Work instructions
Count every line in the data below where the word "have" appears, then state only that count.

Data for review
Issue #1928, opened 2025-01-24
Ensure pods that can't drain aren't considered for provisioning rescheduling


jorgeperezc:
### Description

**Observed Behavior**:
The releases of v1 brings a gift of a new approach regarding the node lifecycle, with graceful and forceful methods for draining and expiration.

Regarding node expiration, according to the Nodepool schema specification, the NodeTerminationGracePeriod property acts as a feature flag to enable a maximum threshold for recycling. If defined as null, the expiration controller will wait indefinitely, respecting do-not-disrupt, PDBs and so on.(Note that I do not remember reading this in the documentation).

==

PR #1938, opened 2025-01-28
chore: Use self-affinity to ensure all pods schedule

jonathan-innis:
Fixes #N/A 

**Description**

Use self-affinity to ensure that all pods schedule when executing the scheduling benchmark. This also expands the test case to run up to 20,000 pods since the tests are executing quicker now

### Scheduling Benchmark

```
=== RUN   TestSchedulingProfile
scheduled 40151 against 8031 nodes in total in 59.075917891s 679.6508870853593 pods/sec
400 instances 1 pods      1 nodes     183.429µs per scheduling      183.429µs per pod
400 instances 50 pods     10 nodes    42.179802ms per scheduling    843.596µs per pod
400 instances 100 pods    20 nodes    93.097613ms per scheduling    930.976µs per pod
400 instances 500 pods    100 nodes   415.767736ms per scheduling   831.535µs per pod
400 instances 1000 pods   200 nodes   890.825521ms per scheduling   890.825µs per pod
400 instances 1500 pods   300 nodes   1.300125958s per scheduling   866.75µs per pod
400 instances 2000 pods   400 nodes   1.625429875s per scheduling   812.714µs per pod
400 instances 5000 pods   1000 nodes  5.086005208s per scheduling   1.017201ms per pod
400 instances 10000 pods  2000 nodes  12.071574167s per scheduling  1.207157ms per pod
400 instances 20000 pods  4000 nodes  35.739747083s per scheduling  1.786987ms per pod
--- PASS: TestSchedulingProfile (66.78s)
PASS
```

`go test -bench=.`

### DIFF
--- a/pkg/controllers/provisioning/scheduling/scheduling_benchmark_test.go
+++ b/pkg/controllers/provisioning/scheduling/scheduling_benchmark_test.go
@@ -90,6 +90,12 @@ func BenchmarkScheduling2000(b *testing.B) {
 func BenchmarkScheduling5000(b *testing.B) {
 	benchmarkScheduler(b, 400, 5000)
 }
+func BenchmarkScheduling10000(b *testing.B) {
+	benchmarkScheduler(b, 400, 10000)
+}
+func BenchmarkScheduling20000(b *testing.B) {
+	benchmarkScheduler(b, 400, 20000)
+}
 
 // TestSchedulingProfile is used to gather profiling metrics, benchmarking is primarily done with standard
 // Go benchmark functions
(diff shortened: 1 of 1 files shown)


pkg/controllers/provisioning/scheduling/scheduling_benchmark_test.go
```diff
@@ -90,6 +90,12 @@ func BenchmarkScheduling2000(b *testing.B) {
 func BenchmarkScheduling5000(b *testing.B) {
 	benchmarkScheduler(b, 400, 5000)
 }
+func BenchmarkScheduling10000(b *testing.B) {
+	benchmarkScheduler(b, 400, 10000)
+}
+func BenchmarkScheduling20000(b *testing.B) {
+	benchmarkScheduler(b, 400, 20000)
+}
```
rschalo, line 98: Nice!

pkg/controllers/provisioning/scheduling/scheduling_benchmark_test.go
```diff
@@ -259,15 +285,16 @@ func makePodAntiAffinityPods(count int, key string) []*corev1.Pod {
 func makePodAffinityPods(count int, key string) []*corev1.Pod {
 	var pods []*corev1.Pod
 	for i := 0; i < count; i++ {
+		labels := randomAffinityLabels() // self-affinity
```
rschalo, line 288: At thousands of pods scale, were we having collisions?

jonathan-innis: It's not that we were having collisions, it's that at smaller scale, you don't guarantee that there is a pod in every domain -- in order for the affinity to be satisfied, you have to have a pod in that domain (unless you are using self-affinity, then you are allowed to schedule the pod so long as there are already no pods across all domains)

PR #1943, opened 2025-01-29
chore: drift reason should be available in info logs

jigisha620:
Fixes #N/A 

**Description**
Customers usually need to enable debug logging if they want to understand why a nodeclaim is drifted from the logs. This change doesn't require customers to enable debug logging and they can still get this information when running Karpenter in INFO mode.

* * *

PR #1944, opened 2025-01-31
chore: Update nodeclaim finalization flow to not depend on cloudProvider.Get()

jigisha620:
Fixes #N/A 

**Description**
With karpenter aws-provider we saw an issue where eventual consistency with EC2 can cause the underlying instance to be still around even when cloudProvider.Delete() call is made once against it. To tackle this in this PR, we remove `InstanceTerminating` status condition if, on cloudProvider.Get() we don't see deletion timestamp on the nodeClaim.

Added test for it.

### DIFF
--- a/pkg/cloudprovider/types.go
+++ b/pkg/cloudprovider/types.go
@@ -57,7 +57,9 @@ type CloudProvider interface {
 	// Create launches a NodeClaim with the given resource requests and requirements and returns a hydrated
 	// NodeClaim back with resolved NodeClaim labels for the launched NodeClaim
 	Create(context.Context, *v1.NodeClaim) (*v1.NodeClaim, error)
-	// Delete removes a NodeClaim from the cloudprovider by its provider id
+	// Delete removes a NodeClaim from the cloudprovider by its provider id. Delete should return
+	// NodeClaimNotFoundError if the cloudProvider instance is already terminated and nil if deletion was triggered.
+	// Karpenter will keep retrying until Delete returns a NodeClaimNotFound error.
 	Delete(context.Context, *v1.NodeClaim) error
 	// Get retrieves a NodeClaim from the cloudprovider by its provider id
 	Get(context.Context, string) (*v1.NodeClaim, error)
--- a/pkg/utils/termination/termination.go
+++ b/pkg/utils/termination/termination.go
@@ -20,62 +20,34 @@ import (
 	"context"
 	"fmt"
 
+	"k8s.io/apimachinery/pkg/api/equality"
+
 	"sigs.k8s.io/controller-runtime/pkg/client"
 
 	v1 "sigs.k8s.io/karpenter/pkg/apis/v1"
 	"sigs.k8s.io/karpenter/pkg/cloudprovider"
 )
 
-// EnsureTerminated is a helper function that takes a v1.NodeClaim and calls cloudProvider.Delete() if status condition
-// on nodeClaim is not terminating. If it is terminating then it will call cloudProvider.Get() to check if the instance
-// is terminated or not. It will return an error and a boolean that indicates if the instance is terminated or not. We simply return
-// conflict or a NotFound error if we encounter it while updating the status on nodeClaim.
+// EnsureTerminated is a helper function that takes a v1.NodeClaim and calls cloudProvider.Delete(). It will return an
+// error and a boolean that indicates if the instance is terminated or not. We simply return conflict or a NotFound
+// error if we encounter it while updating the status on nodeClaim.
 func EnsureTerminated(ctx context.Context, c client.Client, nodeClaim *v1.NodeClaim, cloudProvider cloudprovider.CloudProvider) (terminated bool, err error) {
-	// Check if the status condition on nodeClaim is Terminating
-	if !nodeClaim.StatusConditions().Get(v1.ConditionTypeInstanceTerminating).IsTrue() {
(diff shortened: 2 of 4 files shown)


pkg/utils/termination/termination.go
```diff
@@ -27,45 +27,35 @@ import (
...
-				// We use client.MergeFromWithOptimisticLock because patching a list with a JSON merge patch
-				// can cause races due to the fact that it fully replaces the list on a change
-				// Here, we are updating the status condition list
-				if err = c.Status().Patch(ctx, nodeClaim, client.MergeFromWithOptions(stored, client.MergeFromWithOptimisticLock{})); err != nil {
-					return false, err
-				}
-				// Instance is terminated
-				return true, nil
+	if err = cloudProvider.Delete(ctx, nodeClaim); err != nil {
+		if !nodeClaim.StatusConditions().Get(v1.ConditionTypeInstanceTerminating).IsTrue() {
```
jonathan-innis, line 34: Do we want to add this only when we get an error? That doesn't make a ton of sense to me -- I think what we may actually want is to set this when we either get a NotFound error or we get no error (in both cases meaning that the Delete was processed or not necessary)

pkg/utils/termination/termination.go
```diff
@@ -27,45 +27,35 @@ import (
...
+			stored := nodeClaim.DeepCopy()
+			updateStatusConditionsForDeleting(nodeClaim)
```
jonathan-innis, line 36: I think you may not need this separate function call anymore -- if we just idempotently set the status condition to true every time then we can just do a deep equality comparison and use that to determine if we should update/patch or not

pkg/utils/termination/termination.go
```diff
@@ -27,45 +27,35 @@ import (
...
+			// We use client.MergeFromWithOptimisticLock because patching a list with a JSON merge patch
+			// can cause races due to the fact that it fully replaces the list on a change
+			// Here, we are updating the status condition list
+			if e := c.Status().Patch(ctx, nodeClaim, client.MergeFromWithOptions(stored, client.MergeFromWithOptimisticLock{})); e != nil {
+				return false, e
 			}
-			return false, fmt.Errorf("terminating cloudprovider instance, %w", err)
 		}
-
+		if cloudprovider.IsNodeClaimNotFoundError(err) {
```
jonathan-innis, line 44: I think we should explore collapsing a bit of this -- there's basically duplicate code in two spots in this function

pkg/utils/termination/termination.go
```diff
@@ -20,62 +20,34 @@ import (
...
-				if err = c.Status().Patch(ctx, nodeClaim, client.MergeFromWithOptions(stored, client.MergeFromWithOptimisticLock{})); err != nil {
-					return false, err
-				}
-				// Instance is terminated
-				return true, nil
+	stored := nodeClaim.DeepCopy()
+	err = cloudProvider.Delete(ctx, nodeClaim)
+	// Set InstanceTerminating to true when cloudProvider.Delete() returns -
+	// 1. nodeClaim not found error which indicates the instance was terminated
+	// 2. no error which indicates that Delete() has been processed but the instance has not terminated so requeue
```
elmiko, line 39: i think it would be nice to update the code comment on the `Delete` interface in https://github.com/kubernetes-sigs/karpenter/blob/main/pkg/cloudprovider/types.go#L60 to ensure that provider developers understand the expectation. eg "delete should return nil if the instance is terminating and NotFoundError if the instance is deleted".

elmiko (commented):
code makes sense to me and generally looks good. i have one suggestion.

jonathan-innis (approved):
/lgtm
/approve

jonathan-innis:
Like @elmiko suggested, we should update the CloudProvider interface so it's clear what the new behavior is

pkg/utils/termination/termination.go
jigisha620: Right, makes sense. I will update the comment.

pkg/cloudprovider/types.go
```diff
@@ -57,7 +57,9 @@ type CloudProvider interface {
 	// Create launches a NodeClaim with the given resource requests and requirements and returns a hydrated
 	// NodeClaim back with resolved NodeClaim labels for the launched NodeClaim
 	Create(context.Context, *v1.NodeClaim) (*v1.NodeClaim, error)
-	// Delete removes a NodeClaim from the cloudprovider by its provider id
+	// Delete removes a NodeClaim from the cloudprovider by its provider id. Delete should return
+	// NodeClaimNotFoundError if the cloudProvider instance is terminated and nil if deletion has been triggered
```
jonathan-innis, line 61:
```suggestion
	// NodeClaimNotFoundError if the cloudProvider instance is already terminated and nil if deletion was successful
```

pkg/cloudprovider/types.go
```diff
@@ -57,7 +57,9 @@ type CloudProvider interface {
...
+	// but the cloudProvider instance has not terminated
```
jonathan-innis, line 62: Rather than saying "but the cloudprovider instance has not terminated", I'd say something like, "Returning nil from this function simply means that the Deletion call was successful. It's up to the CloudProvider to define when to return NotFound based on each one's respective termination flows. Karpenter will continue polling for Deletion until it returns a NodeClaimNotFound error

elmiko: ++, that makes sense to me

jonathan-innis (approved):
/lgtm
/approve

Response to the task
2